[[ Working data open ]]

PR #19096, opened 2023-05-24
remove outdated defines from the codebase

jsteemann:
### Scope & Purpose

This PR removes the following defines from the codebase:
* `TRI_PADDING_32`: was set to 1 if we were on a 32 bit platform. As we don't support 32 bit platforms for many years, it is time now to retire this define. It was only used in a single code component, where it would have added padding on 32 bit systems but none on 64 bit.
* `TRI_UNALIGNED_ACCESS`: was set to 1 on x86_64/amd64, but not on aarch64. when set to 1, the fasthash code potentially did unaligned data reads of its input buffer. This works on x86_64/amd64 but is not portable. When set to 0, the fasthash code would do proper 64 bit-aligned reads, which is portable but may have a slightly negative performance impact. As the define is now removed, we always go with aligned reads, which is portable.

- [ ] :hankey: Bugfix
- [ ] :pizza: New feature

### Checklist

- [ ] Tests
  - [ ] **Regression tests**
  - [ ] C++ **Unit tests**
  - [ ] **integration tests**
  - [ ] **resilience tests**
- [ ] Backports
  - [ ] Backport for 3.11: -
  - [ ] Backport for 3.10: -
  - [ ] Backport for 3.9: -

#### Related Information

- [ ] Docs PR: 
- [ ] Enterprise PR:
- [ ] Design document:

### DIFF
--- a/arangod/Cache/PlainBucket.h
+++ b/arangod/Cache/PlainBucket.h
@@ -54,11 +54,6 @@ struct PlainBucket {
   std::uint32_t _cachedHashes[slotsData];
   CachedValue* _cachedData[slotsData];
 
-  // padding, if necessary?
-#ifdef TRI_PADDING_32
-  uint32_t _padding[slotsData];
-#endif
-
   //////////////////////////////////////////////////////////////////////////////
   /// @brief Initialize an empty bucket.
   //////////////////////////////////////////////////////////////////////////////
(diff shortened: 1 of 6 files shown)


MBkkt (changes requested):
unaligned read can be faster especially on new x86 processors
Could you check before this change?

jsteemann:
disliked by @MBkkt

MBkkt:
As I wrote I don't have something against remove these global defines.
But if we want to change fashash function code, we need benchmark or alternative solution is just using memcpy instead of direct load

[[ Working data closed ]]
[[ Working data open ]]

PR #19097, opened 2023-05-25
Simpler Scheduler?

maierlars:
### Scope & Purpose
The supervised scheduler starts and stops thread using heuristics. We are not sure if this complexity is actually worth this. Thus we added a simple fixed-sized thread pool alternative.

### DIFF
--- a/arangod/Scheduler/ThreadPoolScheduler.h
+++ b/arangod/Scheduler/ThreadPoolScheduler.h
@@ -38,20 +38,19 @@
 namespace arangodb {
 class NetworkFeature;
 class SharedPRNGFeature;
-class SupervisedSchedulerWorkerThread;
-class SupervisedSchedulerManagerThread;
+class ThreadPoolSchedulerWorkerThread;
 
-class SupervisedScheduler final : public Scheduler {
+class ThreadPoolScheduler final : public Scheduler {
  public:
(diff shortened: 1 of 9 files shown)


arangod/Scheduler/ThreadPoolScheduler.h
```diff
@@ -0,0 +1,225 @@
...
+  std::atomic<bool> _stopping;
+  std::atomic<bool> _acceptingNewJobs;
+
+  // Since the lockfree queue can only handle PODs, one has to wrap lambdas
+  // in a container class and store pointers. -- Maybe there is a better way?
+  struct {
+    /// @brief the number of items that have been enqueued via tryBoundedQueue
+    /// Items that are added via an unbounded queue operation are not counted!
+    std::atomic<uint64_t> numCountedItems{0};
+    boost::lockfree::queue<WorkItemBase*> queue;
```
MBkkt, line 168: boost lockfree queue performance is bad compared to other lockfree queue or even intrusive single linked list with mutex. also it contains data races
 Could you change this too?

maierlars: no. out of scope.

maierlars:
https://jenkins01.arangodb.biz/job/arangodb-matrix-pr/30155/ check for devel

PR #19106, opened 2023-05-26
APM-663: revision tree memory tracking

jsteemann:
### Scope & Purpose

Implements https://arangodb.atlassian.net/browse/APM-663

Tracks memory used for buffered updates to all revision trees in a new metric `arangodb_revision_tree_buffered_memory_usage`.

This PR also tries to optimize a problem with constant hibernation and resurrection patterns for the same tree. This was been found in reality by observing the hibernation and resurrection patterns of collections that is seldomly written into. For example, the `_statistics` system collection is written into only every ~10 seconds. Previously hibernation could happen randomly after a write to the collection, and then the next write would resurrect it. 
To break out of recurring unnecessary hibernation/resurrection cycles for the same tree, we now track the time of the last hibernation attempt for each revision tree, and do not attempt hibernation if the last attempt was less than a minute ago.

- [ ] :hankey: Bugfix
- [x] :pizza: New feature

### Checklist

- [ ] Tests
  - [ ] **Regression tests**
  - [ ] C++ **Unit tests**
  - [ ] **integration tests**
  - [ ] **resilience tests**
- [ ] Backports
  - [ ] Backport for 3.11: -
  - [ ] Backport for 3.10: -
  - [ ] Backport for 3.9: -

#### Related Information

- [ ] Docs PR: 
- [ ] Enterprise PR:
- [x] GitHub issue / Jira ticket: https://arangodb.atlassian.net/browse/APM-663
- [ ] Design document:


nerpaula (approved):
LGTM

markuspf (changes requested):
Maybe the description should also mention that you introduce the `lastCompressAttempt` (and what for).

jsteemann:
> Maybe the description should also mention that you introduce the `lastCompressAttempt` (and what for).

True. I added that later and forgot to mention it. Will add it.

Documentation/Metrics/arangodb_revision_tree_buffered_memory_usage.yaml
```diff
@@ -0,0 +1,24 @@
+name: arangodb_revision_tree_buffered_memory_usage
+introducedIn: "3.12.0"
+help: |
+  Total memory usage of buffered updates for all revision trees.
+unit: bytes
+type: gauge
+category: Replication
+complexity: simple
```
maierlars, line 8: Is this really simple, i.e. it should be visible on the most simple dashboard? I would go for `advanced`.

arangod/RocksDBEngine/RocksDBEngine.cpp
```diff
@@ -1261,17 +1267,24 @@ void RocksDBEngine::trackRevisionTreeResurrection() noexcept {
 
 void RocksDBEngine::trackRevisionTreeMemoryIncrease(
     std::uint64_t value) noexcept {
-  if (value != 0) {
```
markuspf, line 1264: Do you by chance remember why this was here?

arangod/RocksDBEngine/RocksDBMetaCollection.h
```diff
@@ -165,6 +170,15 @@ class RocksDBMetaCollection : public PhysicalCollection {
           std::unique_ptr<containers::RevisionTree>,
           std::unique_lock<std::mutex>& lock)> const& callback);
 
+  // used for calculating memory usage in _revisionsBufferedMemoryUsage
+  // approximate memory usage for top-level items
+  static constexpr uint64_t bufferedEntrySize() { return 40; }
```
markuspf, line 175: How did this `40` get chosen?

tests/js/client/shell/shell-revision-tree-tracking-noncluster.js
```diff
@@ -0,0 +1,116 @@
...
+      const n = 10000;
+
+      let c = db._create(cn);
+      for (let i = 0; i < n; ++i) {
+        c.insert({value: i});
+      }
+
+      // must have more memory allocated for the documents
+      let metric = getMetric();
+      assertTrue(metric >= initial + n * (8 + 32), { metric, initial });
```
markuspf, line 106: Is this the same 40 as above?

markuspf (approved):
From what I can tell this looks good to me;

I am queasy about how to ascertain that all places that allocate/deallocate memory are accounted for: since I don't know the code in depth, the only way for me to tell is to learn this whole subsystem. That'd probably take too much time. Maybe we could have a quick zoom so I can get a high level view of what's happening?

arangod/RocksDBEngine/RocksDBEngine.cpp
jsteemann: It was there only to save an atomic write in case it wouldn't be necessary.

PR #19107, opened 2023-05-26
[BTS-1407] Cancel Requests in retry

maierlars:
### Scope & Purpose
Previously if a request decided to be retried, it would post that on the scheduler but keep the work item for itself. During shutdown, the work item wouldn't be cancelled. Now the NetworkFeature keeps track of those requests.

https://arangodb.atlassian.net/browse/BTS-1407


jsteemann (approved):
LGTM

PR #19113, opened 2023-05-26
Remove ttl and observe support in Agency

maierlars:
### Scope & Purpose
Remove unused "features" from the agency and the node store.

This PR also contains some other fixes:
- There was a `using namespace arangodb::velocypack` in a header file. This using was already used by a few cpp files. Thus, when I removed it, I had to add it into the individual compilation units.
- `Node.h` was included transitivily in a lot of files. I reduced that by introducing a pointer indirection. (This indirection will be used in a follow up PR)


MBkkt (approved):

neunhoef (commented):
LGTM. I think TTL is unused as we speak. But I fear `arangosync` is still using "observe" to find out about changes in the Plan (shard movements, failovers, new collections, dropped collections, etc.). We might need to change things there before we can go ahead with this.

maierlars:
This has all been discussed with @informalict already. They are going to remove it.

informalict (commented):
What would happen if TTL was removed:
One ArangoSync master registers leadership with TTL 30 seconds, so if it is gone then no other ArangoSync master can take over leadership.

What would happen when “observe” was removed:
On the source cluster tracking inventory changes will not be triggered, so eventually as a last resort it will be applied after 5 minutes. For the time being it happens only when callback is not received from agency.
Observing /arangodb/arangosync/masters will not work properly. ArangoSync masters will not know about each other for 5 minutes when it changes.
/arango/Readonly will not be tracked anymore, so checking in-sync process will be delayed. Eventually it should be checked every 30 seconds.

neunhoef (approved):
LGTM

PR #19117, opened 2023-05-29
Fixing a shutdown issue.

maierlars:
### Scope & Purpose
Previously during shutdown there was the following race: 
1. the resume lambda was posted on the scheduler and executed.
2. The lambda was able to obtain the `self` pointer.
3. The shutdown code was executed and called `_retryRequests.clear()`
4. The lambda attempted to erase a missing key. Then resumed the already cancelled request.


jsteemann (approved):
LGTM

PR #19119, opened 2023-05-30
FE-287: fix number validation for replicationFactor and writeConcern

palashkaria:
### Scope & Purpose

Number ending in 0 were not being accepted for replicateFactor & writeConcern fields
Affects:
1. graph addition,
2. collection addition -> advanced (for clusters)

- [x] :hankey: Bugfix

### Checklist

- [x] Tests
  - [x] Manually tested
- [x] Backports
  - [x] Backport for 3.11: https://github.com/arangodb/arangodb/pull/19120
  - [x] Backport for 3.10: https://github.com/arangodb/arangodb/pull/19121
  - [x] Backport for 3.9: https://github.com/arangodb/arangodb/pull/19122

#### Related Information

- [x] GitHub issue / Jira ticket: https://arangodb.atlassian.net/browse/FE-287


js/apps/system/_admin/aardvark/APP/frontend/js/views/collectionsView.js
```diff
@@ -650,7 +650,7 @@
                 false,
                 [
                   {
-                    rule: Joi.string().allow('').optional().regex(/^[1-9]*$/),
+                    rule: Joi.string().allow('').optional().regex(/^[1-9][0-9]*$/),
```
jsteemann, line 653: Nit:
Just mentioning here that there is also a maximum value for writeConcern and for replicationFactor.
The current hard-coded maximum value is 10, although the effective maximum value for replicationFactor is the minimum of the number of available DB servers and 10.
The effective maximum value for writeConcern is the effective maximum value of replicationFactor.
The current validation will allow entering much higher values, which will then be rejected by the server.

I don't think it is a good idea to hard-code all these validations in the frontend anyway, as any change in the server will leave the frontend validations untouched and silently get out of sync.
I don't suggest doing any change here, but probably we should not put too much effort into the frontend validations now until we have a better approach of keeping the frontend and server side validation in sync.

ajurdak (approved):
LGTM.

[[ Working data closed ]]
[[ Working data open ]]

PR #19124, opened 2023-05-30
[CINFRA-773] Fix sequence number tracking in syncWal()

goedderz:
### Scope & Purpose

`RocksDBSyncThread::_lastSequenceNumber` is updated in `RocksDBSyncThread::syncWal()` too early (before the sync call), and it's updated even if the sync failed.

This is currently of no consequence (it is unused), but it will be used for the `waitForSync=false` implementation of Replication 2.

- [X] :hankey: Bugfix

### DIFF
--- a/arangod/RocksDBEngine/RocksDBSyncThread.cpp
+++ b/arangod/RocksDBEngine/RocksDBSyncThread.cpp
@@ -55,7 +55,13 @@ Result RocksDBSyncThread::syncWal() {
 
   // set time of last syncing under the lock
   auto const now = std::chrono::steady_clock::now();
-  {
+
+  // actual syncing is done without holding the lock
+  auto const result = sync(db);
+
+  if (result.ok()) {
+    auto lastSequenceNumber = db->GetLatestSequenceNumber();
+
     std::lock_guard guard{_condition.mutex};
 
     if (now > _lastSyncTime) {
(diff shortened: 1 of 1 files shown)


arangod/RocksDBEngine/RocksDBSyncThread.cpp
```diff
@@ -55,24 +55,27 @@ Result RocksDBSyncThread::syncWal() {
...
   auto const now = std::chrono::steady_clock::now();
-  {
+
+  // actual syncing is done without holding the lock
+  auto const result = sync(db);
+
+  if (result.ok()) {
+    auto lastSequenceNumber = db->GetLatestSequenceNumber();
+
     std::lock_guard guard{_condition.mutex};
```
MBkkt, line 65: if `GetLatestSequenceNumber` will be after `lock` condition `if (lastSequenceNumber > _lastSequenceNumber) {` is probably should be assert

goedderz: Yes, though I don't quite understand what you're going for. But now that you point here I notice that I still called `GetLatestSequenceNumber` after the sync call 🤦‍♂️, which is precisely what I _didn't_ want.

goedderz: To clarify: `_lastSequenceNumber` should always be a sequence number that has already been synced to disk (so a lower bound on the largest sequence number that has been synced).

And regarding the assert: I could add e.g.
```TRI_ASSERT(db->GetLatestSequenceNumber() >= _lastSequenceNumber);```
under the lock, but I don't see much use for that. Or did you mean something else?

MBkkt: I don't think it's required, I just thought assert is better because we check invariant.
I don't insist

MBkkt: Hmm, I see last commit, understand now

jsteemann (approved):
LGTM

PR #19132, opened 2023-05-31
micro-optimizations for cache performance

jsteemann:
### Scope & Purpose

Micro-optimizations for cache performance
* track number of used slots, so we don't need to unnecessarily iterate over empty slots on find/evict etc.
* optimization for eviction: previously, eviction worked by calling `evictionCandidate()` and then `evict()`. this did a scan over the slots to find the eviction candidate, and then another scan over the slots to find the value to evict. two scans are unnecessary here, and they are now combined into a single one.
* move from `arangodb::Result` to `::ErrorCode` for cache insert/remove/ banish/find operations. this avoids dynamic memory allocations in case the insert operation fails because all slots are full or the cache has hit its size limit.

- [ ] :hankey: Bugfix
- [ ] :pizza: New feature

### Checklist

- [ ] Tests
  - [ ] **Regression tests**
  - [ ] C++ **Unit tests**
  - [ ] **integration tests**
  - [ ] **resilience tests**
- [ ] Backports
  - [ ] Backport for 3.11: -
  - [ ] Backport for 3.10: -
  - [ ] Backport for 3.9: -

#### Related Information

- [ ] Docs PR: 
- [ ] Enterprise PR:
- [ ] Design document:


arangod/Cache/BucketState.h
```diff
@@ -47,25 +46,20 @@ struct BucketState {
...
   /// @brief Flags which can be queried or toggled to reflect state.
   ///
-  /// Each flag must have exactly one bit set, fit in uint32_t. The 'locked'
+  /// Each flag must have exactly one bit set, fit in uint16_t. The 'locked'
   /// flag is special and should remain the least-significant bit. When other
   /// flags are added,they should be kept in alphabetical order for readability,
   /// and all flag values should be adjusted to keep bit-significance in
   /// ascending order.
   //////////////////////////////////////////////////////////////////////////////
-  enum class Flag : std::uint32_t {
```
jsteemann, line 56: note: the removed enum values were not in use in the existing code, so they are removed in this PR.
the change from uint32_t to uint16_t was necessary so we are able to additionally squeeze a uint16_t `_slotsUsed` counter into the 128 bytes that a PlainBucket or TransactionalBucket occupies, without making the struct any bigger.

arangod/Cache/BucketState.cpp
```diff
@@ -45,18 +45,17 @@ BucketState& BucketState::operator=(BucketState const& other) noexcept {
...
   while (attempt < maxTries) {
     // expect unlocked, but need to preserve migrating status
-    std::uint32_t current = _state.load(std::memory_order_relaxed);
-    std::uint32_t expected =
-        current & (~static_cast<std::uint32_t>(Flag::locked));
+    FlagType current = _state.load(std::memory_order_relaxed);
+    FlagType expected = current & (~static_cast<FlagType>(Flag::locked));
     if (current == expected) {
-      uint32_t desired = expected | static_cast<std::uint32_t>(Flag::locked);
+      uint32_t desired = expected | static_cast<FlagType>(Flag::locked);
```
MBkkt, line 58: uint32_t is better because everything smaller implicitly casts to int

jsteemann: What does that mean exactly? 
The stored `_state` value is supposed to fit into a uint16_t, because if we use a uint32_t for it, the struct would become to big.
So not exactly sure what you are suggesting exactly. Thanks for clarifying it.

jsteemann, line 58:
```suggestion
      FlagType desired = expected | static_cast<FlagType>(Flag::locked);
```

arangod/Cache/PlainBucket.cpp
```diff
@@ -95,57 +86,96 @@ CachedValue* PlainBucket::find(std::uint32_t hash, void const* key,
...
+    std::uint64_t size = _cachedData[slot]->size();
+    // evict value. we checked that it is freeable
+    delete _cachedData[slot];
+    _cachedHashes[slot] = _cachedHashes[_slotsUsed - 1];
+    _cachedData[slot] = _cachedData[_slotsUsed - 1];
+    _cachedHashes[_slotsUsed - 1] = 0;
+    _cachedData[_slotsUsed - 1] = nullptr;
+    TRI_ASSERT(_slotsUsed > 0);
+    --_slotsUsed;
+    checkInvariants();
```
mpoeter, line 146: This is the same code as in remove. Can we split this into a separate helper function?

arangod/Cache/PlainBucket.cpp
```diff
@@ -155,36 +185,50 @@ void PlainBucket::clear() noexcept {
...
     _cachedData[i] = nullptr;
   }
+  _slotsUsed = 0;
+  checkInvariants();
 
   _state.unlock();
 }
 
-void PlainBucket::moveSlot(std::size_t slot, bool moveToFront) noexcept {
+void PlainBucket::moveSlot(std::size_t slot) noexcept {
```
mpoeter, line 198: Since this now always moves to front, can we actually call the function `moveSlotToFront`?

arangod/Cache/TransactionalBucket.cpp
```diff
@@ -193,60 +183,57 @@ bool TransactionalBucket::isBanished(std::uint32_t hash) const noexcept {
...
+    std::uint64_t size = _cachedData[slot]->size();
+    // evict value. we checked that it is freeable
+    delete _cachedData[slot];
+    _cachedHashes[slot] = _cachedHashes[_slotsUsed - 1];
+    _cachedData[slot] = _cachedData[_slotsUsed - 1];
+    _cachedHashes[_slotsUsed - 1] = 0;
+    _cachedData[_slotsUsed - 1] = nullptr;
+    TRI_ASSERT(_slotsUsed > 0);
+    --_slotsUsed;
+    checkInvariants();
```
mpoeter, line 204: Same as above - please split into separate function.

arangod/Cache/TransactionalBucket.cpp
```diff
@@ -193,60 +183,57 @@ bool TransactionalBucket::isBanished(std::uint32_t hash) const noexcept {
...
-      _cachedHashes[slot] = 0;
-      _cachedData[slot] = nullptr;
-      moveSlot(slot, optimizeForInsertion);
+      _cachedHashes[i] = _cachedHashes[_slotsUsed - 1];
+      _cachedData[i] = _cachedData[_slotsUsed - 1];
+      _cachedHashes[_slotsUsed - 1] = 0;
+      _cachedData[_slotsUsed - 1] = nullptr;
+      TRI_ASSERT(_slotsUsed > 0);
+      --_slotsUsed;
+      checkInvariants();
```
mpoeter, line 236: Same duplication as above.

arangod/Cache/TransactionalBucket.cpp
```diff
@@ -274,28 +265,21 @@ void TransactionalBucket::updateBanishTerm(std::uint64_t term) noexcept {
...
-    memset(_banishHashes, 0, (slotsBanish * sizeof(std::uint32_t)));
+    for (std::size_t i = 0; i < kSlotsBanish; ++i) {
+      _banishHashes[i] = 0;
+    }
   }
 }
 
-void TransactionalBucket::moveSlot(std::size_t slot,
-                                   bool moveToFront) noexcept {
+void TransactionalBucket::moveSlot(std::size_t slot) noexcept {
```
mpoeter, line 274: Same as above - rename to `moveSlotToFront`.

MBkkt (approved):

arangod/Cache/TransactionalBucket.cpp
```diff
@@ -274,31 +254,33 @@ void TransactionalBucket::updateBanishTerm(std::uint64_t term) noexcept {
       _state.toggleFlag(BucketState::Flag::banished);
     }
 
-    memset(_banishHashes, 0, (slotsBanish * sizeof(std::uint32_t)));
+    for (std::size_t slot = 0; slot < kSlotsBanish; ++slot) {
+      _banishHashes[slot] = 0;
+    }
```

[[ Working data closed ]]

Out of the data above, give again only the lines starting at the one holding "PR #19096, opened 2023-05-24" and ending at the one holding "none on 64 bit.", unchanged.

> Response for this exercise:
PR #19096, opened 2023-05-24
remove outdated defines from the codebase

jsteemann:
### Scope & Purpose

This PR removes the following defines from the codebase:
* `TRI_PADDING_32`: was set to 1 if we were on a 32 bit platform. As we don't support 32 bit platforms for many years, it is time now to retire this define. It was only used in a single code component, where it would have added padding on 32 bit systems but none on 64 bit.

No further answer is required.